#### [Problem to work on]
Across the data, every line with the word "poornimaramesh" counts once; state the total alone.

#### [Collected data entries]
= Beginning of Section =

PR #77, opened 2025-09-22
Bandit snapshots

poornimaramesh:
## Ticket

https://github.com/agency-fund/evidential-sprint/issues/137

## Description
Update snapshots to also include bandit experiments

## How has this been tested?
- Manually tested snapshot endpoints with bandit experiments
- `task start-snapshotter` after creating bandit experiments
- Run unit-tests to check nothing breaks


src/xngin/apiserver/snapshots/snapshotter.py
```diff
@@ -143,15 +149,39 @@ async def _query_dwh_for_snapshot_data(
...
+
+            if len(draws) == 0:
+                context_vals = [0.0] * len(contexts)
+            else:
+                sorted_contexts = sorted(contexts, key=lambda c: c.id)
+                all_context_vals = [draw.context_vals for draw in draws if draw.context_vals is not None]
+                mean_context_val = np.mean(all_context_vals, axis=0)
+                rng = np.random.default_rng(RANDOM_STATE)
+                context_vals = [
+                    rng.binomial(1, m) if context.value_type == ContextType.BINARY else m
```
qixotic, line 171: Why do you sample from the binomial distribution if it was a binary context, rather than just using the mean here as well? Wouldn't the sampling just result in a more noisy analysis?

poornimaramesh: That's a good point. The context input is expected to be binary valued, and averaging will give us a value between 0 and 1. I've switched to rounding up to 1 for values greater than 0.5 and rounding down to 0. otherwise. That should make it less noisy (and also solves the random state problem you pointed out above)

The proper way to do this is to marginalize over all possible context inputs, but it requires changing other parts of the code -_-

src/xngin/apiserver/snapshots/snapshotter.py
```diff
@@ -143,15 +149,39 @@ async def _query_dwh_for_snapshot_data(
...
+        # the mean context values. Captured in issue 140
+        # (https://github.com/agency-fund/evidential-sprint/issues/140)
+        if ExperimentsType(experiment.experiment_type).is_cmab():
+            draws = await experiment.awaitable_attrs.draws
+            contexts = await experiment.awaitable_attrs.contexts
+
+            if len(draws) == 0:
+                context_vals = [0.0] * len(contexts)
+            else:
+                sorted_contexts = sorted(contexts, key=lambda c: c.id)
```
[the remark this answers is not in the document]
poornimaramesh: updated, thanks for catching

= End of Section =

#### [Answer for this exercise]
3